Several correspondents have undertaken a more comprehensive analysis and have argued that a significant proportion of the cases can be explained by gene loss3,4,5. We agree. We believe that the two hypotheses cannot be distinguished on the basis of parsimony, because too little is known about the relative rates of HGT and gene loss in evolution. Instead, extensive sequence data from many additional organisms will be required to assess definitively the provenance of each gene.

We note that the process of HGT into the vertebrate genome from other organisms has clearly occurred on multiple occasions, as seen from the sudden arrival of many DNA transposons with strong similarities to other organisms. The most recent documented cases occurred subsequent to the eutherian radiation (see Fig. 19).

• A key reference concerning 3′-transduction by LINE elements was omitted on page 887. The sentence citing references 205 and 206 should also have cited Goodier et al.6.
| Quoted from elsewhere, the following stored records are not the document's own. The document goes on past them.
PR #529, opened 2019-04-01
CXF-8009: CXF should not rely on ClassUtils for CGLIB proxy checks

reta:
This is a tricky one. So the `ClassUtils.isCglibProxyClass`, which is used by `SpringAopClassHelper`, does check if the class name has `$$` to disambiguate CGLIB proxies from regular classes. The typical examples of CGLIB proxy class names are:
```
SpringProxy$$EnhancerBySpringCGLIB$$d8e73a30
Function$$EnhancerByCGLIB$$53576dae
```
However, the classes generated for lambda expressions do contain `$$` as well, tricking `SpringAopClassHelper` to believe it is a CGLIB proxy, here is an example:
```
org.apache.cxf.common.util.ClassHelperTest$$Lambda$10/846254484@32b260fa
```
It turned out to be difficult to come up with efficient and bullet-proof check (based on class name only) to determine if it is CGLIB generated proxy or not. The cheapest but not 100% reliable way seems to be to check the presence of the `CGLIB` in the class name (this PR).

Alternatively, using the reflection it is possible to achieve more reliable outcomes by inspecting the class, looking for CGLIB generated methods / fields (`CGLIB$BIND_CALLBACKS`). I am not sure it is worth it actually.

@dkulp @coheigea what do you think, guys?

### DIFF
--- a/core/src/main/java/org/apache/cxf/common/util/ClassHelper.java
+++ b/core/src/main/java/org/apache/cxf/common/util/ClassHelper.java
@@ -33,17 +33,47 @@ public class ClassHelper {
     public static final String USE_DEFAULT_CLASS_HELPER = "org.apache.cxf.useDefaultClassHelpers";
 
     static final ClassHelper HELPER;
-    static final ClassHelper DEFAULT_HELPER;
+    static final ClassUnwrapper DEFAULT_UNWRAPPER;
+    static final ClassUnwrapper UNWRAPPER;
+    
+    /**
+     * Default class unwrapper implementation which delegates to the ClassHelper
+     * internal methods.
+     *
+     */
+    private static class DefaultClassUnwrapper implements ClassUnwrapper {
+        private final ClassHelper helper;
+        
+        DefaultClassUnwrapper(ClassHelper helper) {
+            this.helper = helper;
+        }
+        
+        @Override
+        public Class<?> getRealClassFromClass(Class<?> clazz) {
+            return helper.getRealClassFromClassInternal(clazz);
+        }
+        
+        @Override
+        public Class<?> getRealClass(Object o) {
+            return helper.getRealClassInternal(o);
+        }
+        
+        @Override
+        public Object getRealObject(Object o) {
+            return helper.getRealObjectInternal(o);
+        }
+    }
 
     static {
-        DEFAULT_HELPER = new ClassHelper();
-        HELPER = getClassHelper(DEFAULT_HELPER);
+        HELPER = new ClassHelper();
+        DEFAULT_UNWRAPPER = new DefaultClassUnwrapper(HELPER);
+        UNWRAPPER = getClassUnwrapper(DEFAULT_UNWRAPPER);
     }
 
     protected ClassHelper() {
     }
 
-    private static ClassHelper getClassHelper(ClassHelper defaultHelper) {
+    private static ClassUnwrapper getClassUnwrapper(ClassUnwrapper defaultHelper) {
         boolean useSpring = true;
         String s = SystemPropertyAction.getPropertyOrNull("org.apache.cxf.useSpringClassHelpers");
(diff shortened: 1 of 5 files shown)


rmannibucau:
Hi @reta

When working on tomee or cdi based servers i always wondered why this part of the code was not:

1. An extension of the bus allowing to cache the mapping - ClassUnwrapper only?
2. A chain of predicates instead of a single impl which is hard to do right or precise enough for all impls - bytebuddy ones are custom for instance so not manageable ; mixed in an app with spring or a cdi impl you are forced to know all apps internals :(

Guess default can also change since superclass name is often in the proxy name for $$ kind of proxies which enables to keep lambd aand add cglib logic.

Hope it makes sense.

reta:
Hi @rmannibucau ,

Thanks a lot for the review, yeah indeed this is pretty old class, purely Spring-specific. I remember we have discussed this awhile back, when `ClassUnwrapper` / `CdiClassUnwraper` were introduced. Agree that the responsibilities are now half-splitted between `ClassHelper` and `ClassUnwrapper`. 

I think we could do:
1) Convert `SpringAopClassHelper` into `SpringClassUnwrapper` (we would need to add a method
`getRealClassFromClass` to `ClassUnwrapper` to handle the case when instance is not available).
2) Make `SpringClassUnwrapper` logic based on list of predicates with defaults provided (to behave like `SpringAopClassHelper` at least)

Did I get your idea right? Thanks.

rmannibucau:
Hi @reta

1. Sounds ok - we can think about having a getClassFromModel instead, cdi will need Annotated and not Class in some rare cases. For spring model is the class but it would depend the "deployer" - hiw classes are scanned/registered.
2. Almost, the list would be generic. You would get a CompositeClassUnwrapper usable in spring apps but also cdi and standalone apps. Wonder if know proxies should be handled by default or not wrapping user unwrapper hut guess with a composite reusable class taking a list of unwrappers it is not immediately needed.

Hope it is clearer

reta:
@rmannibucau Converted `SpringAopClassHelper` to `SpringClassUnwrapper`, so now `ClassHelper` is completely driven by `ClassUnwrapper`s. I had to preserve the default behavior which uses the system properties, I know that people use it (recall multiple discussions around that). 

I introduced 2 new methods to `ClassUnwrapper`: `getRealClassFromClass` and `getRealObject`. I kept with `getRealClassFromClass` (not the `getClassFromModel` as you suggested) because it looks to me that `ClassUnwrapper` should not really care about underlying model (CDI/Spring), but it could be used to back different models if needed (fe Annotated, BeanDefinition, ...). The `getRealObject` is outlier but really  needed to fully replace the `ClassHelper` functionality (it is a default method, no need to implement).

Regarding  `CompositeClassUnwrapper ` it is absolutelypossible now, I didn't introduce it yet since I just don't have use case at this moment. If PR looks good, we could build on top.

rmannibucau:
Looks good, worse case a default method would solve the model api issue. It can happen since cdi enables to switch class model dynamically but it is rare for the case we are speaking about so probably enough for years ;). Thanks for the change, very appreciated.

reta:
Thanks a lot @rmannibucau, @coheigea do you have any concerns? Thanks guys.

andrei-ivanov:
Just as a comment from a bystander, since Spring Framework classes were used as inspiration, maybe `getTargetClass` and `getTarget` sound better?
Taken from `org.springframework.aop.TargetSource` and `org.springframework.aop.support.AopUtils`

reta:
Thanks @andrei-ivanov, the CXF adopted `getRealXxx` prefix for this particular case, for better or worst, `getTargetXxx` would have worked as well I believe. I don't see strong reasons to prefer one over another, but renaming would break the existing user's code (since all the classes are in use).

coheigea:
@reta No objections from me.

• In Fig. 33, the unit on the y axis should be bp, not kb. The legend should read: “Sequence properties of segmental duplications. Distribution of length and per cent nucleotide identity are shown as a function of the number of aligned bp from the finished vs finished human genomic sequence dataset. Intrachromosomal (blue), interchromosomal (red).”
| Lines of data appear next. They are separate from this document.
PR #533, opened 2019-04-02
Drop @PreMatching - no need for it

davidkarlsen:
Signed-off-by: David J. M. Karlsen <david@davidkarlsen.com>

As discussed on mailinglist:
http://cxf.547215.n5.nabble.com/VerifySignatureFilter-phase-td5796123.html

### DIFF
--- a/rt/rs/security/http-signature/src/main/java/org/apache/cxf/rs/security/httpsignature/filters/VerifySignatureClientFilter.java
+++ b/rt/rs/security/http-signature/src/main/java/org/apache/cxf/rs/security/httpsignature/filters/VerifySignatureClientFilter.java
@@ -23,7 +23,6 @@ import javax.ws.rs.Priorities;
 import javax.ws.rs.client.ClientRequestContext;
 import javax.ws.rs.client.ClientResponseContext;
 import javax.ws.rs.client.ClientResponseFilter;
-import javax.ws.rs.container.PreMatching;
 import javax.ws.rs.ext.Provider;
 
 import org.apache.cxf.rs.security.httpsignature.exception.SignatureException;
@@ -32,7 +31,6 @@ import org.apache.cxf.rs.security.httpsignature.exception.SignatureException;
  * RS CXF client Filter which extracts signature data from the context and sends it to the message verifier
  */
 @Provider
-@PreMatching
 @Priority(Priorities.AUTHENTICATION)
 public class VerifySignatureClientFilter extends AbstractSignatureInFilter implements ClientResponseFilter {
 
--- a/rt/rs/security/http-signature/src/main/java/org/apache/cxf/rs/security/httpsignature/filters/VerifySignatureFilter.java
+++ b/rt/rs/security/http-signature/src/main/java/org/apache/cxf/rs/security/httpsignature/filters/VerifySignatureFilter.java
@@ -23,14 +23,12 @@ import javax.ws.rs.BadRequestException;
 import javax.ws.rs.Priorities;
 import javax.ws.rs.container.ContainerRequestContext;
 import javax.ws.rs.container.ContainerRequestFilter;
-import javax.ws.rs.container.PreMatching;
 import javax.ws.rs.ext.Provider;
 
 /**
  * RS CXF container Filter which extracts signature data from the context and sends it to the message verifier
  */
 @Provider
-@PreMatching
 @Priority(Priorities.AUTHENTICATION)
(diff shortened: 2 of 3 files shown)


davidkarlsen:
@coheigea

rt/rs/security/http-signature/src/main/java/org/apache/cxf/rs/security/httpsignature/filters/VerifySignatureFilter.java
```diff
@@ -23,14 +23,12 @@
...
 import javax.ws.rs.container.ContainerRequestContext;
 import javax.ws.rs.container.ContainerRequestFilter;
-import javax.ws.rs.container.PreMatching;
 import javax.ws.rs.ext.Provider;
 
 /**
  * RS CXF container Filter which extracts signature data from the context and sends it to the message verifier
  */
 @Provider
-@PreMatching
```
coheigea: I think I'd prefer to keep it for the ContainerRequestFilter case - CXF does this for all of the other ContainerRequestFilter security implementations in JOSE, XML Security, etc.

rt/rs/security/http-signature/src/main/java/org/apache/cxf/rs/security/httpsignature/filters/VerifySignatureClientFilter.java
```diff
@@ -32,7 +31,6 @@
  * RS CXF client Filter which extracts signature data from the context and sends it to the message verifier
  */
 @Provider
-@PreMatching
```
coheigea: You could also get rid of it in CreateSignatureFilter

rt/rs/security/http-signature/src/main/java/org/apache/cxf/rs/security/httpsignature/filters/VerifySignatureFilter.java
davidkarlsen: Hm - that's actually where I need it in order to do:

• In Fig. 41, the legend should begin: “For each of the 27 common domain families, the number of different Pfam domain types that co-occur with the family in each of the five eukaryotic proteomes. The 27 families were chosen to include the 10 most common domain families in each proteome. The data are ranked …”

• In Table 22, the entry 81,126 should be 8,126.

• On page 898, line 31, the final phrase of the sentence (“… and the representativeness of currently ‘known’ human genes”) should be deleted. The sentence should read: “Before discussing the gene predictions for the human genome, it is useful to consider background issues, including previous estimates of the number of human genes and lessons learned from worms and flies”.

• On page 900, line 38, remove “(see above)”.

• We failed to acknowledge the crucial role of sequence editing software, which has been widely used for inspection and subsequent finishing of the sequence assemblies. The two principal programs used were CONSED7 and GAP48.